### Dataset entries
*****
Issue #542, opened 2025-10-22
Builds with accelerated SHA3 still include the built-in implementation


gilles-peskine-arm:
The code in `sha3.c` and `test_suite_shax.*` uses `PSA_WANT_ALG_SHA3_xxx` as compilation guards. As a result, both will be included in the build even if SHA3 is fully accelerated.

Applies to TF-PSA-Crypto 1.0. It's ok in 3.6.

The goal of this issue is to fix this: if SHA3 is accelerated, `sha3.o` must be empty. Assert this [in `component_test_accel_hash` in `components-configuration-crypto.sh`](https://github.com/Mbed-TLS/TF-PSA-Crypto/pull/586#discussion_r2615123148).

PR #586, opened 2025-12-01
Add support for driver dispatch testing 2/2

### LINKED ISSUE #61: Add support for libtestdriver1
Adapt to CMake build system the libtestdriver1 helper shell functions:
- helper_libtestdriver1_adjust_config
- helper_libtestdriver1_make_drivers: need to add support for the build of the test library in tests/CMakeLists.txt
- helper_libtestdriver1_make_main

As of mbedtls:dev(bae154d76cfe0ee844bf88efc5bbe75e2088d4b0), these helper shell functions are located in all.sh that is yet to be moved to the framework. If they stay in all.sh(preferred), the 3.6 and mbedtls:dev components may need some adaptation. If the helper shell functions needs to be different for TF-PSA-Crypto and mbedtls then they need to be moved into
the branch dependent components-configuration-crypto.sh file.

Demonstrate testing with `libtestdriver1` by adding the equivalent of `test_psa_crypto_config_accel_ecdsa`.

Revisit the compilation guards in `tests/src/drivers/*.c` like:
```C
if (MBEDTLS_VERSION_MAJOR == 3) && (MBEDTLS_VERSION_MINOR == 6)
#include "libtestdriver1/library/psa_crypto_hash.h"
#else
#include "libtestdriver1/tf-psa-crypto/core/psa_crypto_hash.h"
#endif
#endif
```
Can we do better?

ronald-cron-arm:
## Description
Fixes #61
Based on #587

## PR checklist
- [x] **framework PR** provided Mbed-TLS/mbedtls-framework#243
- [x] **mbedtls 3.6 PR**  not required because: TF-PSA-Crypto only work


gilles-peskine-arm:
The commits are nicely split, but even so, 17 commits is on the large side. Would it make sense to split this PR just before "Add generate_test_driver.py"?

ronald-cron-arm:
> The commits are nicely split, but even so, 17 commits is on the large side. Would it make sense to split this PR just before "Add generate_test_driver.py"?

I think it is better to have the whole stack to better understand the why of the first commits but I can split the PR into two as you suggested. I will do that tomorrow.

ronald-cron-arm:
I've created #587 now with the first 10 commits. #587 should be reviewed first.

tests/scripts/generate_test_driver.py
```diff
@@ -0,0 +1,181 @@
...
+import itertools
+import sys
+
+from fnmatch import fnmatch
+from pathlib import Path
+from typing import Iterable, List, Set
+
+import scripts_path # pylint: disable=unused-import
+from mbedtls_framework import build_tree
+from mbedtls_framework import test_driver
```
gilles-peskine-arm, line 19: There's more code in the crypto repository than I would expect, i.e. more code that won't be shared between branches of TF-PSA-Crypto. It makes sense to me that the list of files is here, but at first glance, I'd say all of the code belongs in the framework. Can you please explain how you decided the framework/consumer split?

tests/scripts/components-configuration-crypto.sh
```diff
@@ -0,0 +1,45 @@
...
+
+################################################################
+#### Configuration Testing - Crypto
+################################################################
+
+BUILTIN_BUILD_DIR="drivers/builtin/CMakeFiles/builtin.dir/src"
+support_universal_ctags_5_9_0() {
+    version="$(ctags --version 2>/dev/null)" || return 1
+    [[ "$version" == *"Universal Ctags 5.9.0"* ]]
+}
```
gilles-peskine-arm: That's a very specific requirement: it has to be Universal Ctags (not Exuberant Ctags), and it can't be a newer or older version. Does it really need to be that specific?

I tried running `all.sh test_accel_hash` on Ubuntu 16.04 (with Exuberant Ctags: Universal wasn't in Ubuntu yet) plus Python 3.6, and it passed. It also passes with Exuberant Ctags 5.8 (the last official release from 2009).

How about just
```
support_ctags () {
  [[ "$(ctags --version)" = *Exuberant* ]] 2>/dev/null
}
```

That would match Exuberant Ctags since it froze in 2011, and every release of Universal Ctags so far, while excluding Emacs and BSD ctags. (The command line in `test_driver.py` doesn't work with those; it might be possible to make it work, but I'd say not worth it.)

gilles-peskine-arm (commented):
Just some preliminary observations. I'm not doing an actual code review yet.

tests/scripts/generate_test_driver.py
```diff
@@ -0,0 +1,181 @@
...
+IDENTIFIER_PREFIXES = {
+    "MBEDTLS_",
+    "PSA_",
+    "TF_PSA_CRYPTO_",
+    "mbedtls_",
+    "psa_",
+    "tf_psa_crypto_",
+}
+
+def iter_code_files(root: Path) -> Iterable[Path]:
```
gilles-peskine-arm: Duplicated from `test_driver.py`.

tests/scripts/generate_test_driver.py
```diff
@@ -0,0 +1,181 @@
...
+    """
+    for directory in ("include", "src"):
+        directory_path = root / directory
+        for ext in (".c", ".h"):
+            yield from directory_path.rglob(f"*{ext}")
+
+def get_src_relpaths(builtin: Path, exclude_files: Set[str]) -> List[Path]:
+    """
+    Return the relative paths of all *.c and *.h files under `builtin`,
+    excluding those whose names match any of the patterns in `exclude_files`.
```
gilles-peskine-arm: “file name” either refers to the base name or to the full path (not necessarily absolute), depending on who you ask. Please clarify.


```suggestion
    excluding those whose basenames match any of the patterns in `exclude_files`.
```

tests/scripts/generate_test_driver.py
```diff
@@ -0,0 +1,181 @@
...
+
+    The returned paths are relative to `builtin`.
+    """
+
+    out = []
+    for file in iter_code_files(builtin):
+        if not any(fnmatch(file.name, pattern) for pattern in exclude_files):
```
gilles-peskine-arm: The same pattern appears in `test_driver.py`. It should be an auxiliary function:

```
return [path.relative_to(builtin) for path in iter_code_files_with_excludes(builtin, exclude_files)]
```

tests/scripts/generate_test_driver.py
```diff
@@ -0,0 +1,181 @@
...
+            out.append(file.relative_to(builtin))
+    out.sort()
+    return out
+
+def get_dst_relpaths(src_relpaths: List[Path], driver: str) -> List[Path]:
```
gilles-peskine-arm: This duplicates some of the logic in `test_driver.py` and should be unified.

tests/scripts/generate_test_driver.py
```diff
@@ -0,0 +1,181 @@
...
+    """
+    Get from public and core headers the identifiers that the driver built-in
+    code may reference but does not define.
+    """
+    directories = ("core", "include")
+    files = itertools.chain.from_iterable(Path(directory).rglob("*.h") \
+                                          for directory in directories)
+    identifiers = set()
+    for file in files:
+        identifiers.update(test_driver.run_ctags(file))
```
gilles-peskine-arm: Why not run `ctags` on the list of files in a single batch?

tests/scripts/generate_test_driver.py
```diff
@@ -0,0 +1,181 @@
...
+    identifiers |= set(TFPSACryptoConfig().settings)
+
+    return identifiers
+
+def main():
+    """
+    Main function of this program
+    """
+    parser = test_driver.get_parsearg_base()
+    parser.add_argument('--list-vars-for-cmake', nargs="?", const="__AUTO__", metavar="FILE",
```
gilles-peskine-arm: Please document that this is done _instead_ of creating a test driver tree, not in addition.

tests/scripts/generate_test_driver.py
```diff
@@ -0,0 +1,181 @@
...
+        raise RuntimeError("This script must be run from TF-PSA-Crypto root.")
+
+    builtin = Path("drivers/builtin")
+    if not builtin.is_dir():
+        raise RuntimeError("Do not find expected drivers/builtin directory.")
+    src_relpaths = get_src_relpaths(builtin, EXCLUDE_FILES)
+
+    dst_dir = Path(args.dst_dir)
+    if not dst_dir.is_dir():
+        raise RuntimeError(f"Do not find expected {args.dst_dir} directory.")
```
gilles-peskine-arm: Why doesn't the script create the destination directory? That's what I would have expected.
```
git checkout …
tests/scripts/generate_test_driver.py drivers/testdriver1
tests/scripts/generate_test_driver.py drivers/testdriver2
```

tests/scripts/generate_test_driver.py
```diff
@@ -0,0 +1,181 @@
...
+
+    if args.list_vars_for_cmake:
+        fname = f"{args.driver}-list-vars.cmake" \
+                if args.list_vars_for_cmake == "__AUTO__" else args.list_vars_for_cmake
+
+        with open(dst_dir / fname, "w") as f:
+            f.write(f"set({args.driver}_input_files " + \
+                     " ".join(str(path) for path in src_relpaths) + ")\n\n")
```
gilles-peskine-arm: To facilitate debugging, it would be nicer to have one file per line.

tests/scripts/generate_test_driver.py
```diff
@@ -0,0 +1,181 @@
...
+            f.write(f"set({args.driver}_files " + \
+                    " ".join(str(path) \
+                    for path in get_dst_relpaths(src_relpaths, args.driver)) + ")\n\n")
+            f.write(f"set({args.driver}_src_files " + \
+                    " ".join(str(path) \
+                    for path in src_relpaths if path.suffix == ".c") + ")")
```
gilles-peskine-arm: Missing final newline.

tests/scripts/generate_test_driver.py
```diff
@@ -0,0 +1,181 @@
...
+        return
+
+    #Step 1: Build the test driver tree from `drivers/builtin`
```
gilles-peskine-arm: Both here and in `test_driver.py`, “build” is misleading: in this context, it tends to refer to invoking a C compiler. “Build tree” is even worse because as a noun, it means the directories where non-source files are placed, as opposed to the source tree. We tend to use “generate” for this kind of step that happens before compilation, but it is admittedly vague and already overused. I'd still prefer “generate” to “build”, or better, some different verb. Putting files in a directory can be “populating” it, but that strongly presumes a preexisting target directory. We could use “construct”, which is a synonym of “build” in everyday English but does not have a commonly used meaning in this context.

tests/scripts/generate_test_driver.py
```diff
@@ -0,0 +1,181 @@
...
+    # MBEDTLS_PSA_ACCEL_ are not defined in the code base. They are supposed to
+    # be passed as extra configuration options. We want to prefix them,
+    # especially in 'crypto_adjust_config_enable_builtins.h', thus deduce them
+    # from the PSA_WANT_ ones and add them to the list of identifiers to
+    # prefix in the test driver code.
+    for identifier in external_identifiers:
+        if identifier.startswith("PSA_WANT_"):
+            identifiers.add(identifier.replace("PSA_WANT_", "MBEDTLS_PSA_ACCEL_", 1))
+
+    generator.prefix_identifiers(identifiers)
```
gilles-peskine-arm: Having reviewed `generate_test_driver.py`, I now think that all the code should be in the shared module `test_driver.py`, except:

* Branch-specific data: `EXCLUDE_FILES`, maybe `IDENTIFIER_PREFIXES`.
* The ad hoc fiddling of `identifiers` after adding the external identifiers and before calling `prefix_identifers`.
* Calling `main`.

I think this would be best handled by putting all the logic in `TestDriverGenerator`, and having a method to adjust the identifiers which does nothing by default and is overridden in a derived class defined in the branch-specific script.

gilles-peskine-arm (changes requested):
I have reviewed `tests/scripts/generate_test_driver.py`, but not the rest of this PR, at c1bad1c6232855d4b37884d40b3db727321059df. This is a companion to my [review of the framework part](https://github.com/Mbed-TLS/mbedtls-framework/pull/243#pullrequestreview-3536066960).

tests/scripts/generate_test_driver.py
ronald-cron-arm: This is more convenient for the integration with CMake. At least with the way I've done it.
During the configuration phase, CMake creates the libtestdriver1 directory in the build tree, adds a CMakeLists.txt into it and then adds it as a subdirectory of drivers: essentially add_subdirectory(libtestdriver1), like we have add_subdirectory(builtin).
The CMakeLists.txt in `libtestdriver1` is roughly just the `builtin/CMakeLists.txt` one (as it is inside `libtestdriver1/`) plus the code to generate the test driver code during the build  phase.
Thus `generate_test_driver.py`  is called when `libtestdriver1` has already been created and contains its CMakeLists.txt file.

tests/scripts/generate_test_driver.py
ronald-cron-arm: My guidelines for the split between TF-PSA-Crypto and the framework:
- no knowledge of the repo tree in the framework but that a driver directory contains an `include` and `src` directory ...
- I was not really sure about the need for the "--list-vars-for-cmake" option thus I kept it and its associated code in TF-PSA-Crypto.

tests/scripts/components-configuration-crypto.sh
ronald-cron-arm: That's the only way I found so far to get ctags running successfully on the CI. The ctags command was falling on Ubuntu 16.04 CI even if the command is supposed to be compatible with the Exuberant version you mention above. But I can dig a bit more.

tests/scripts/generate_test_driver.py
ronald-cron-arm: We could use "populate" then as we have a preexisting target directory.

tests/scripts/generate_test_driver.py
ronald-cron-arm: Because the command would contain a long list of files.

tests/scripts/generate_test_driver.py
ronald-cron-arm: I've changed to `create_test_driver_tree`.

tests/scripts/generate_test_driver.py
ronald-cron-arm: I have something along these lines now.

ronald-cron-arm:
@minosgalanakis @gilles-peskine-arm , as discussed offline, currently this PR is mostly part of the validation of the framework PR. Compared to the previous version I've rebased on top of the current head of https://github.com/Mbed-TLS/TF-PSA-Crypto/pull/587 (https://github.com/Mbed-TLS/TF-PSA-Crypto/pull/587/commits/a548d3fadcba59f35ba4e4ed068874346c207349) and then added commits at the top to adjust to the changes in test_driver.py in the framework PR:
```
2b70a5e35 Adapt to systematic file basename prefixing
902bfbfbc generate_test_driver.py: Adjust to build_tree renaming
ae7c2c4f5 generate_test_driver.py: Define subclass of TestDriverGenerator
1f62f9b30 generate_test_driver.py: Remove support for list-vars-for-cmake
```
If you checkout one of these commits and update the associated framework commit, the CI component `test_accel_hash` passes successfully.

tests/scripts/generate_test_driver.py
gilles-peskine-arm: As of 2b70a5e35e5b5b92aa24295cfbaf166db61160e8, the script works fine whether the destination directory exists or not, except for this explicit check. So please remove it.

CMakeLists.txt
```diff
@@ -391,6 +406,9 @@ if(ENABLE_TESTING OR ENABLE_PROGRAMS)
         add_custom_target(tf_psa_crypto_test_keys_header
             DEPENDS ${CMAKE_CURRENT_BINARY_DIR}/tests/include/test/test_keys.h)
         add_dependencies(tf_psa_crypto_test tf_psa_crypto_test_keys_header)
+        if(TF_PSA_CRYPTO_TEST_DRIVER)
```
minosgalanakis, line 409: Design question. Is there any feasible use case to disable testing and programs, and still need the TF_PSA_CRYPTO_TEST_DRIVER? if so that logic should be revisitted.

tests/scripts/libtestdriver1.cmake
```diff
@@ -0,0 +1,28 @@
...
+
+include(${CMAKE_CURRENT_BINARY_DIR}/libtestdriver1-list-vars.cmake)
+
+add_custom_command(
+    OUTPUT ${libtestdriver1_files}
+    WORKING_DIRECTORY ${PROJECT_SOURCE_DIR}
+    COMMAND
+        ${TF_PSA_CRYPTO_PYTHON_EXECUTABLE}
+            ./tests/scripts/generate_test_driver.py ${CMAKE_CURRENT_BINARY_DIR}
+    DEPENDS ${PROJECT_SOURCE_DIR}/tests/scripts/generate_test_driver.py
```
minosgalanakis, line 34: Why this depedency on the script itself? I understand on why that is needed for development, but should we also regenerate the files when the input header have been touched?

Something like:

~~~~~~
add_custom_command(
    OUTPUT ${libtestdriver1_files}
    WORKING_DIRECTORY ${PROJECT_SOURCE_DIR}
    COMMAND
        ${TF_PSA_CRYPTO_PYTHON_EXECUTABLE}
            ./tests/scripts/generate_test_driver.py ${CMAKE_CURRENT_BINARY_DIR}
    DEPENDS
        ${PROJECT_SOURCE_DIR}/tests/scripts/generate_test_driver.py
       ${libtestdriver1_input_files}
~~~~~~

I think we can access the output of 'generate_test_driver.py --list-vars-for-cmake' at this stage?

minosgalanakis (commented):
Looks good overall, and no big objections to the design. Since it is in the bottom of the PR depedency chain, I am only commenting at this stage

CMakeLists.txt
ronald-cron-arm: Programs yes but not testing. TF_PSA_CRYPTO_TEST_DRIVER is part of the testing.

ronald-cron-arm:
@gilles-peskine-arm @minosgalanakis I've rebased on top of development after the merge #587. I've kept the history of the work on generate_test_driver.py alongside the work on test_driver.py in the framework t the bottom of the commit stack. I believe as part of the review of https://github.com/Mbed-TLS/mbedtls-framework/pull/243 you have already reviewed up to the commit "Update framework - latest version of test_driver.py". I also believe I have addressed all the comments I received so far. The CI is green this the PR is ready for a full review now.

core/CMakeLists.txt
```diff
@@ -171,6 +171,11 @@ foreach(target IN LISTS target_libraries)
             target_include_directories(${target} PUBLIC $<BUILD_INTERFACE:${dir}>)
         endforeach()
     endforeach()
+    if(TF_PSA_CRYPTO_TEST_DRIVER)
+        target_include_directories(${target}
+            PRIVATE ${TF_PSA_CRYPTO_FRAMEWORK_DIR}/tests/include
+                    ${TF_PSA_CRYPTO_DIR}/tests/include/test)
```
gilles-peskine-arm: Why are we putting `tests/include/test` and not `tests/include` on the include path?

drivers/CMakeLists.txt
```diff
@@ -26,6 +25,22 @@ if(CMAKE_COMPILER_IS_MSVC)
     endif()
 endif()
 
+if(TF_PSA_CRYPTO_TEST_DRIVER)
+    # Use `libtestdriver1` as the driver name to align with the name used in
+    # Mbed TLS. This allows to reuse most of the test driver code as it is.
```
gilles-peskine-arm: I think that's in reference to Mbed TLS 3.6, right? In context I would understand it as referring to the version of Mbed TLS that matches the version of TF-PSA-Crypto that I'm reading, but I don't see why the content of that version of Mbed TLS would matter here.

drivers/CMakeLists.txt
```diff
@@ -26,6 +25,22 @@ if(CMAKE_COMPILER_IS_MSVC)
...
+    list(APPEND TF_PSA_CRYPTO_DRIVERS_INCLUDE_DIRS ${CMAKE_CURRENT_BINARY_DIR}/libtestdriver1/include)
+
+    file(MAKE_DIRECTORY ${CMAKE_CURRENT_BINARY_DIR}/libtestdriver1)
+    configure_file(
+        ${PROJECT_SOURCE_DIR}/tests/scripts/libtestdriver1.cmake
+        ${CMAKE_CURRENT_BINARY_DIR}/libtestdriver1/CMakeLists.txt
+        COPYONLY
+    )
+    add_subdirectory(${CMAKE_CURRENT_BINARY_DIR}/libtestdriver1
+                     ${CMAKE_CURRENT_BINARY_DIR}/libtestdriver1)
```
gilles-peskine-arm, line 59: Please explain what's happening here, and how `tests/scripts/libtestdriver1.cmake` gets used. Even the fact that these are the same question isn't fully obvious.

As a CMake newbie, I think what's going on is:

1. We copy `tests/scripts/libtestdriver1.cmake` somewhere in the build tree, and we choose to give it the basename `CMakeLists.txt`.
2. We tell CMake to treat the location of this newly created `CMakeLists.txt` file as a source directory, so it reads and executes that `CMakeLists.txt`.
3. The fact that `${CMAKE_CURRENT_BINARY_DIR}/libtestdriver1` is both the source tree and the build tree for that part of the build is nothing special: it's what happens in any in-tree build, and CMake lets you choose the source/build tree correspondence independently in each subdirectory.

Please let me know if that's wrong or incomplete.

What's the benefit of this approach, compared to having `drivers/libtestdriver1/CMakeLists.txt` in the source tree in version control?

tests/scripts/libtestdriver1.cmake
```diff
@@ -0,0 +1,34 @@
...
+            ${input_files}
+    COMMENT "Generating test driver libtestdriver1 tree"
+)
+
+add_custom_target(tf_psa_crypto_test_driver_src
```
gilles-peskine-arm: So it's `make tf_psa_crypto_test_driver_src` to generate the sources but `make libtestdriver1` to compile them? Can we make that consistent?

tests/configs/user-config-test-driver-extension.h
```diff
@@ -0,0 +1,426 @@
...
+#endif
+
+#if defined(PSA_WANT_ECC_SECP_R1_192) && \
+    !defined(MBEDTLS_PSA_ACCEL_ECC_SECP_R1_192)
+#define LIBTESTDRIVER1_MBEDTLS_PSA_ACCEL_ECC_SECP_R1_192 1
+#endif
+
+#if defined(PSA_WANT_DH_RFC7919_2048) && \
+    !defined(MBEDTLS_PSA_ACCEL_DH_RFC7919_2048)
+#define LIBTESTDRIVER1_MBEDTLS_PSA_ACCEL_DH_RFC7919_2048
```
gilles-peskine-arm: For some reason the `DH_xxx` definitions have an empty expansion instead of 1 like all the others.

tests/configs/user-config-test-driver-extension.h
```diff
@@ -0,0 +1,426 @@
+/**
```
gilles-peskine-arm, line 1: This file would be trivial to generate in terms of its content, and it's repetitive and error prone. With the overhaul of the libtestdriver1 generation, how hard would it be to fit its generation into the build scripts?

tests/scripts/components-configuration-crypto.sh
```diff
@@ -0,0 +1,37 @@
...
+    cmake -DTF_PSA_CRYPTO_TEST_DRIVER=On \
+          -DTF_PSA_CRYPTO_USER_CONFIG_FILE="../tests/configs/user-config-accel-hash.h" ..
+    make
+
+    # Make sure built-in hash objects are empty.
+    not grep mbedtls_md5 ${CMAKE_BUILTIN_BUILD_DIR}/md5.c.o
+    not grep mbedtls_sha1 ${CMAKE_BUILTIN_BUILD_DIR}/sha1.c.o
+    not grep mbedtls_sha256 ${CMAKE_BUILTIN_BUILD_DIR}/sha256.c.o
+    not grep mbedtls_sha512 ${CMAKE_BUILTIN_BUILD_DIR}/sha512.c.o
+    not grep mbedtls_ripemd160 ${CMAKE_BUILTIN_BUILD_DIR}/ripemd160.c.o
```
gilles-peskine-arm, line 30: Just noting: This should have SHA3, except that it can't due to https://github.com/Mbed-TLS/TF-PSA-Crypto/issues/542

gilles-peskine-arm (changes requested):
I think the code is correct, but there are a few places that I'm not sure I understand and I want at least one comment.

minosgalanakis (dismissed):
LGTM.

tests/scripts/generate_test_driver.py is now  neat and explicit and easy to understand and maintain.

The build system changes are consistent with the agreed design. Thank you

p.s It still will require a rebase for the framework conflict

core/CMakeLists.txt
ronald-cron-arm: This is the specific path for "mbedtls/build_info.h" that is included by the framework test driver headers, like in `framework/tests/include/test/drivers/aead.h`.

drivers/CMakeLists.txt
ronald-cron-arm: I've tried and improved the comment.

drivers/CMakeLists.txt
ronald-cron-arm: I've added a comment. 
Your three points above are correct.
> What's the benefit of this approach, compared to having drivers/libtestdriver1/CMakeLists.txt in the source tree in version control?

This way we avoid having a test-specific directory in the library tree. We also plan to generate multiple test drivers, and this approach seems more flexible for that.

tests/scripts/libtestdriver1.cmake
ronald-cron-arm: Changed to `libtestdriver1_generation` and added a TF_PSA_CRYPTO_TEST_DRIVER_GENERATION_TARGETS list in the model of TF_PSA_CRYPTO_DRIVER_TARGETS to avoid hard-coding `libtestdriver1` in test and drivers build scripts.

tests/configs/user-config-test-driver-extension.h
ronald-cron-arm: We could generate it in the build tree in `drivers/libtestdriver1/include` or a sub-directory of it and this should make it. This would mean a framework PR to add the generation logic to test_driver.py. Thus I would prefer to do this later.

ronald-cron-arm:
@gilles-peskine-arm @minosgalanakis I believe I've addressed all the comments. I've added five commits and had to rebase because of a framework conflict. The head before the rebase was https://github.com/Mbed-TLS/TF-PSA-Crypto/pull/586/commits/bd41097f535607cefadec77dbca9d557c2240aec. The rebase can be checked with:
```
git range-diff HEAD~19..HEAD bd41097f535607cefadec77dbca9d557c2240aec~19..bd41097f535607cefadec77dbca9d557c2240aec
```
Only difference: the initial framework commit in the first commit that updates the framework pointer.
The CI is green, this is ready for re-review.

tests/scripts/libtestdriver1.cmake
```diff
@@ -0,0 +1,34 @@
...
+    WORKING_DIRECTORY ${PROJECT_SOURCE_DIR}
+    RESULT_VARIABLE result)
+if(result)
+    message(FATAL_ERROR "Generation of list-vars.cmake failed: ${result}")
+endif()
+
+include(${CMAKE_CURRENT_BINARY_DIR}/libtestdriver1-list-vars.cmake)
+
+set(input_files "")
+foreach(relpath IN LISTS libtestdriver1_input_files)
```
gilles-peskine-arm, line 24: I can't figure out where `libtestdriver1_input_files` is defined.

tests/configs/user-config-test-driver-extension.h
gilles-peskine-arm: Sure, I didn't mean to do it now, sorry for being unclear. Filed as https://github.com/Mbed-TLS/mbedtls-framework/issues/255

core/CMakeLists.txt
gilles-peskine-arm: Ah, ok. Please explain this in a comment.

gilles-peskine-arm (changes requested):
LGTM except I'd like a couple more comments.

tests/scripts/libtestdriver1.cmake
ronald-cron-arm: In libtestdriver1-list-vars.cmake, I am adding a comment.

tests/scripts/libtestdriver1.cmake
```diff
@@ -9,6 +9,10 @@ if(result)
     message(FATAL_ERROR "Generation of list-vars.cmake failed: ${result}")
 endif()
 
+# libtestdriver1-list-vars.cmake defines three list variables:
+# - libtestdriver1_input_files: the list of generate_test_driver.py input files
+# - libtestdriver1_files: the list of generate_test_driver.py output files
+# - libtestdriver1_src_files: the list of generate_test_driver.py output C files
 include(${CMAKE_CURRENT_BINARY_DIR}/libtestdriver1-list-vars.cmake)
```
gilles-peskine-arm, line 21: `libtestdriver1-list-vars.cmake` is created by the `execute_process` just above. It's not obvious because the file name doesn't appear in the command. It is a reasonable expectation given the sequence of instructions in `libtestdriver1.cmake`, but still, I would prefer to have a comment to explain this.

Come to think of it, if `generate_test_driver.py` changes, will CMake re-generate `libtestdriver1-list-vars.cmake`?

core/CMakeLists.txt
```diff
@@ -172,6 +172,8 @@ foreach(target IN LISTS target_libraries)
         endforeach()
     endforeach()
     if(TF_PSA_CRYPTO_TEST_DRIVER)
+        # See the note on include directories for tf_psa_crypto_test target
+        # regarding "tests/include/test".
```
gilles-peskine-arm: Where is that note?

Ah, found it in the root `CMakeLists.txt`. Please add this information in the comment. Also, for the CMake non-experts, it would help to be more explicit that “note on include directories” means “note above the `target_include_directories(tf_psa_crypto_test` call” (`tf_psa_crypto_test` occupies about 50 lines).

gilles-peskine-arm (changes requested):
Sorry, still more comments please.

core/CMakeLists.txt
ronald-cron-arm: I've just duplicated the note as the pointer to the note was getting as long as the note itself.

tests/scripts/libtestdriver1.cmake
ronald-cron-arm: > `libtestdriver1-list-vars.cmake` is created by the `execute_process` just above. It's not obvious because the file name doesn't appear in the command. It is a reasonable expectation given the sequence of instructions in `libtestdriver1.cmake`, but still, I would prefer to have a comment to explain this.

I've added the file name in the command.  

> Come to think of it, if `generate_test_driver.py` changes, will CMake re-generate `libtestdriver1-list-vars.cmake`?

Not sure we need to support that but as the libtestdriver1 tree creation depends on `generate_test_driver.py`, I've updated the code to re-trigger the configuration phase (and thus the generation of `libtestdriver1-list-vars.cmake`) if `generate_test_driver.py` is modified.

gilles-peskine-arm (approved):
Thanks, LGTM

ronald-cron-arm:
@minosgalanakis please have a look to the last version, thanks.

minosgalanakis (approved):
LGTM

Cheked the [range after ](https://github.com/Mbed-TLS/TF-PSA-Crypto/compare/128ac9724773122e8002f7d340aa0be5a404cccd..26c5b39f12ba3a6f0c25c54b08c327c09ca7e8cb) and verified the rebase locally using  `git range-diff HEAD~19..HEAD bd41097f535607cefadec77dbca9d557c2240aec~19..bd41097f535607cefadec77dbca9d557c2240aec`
*****
### What you should do
From the records, copy every line that has the string "commented" in it.

### Solved exercise
gilles-peskine-arm (commented):
minosgalanakis (commented):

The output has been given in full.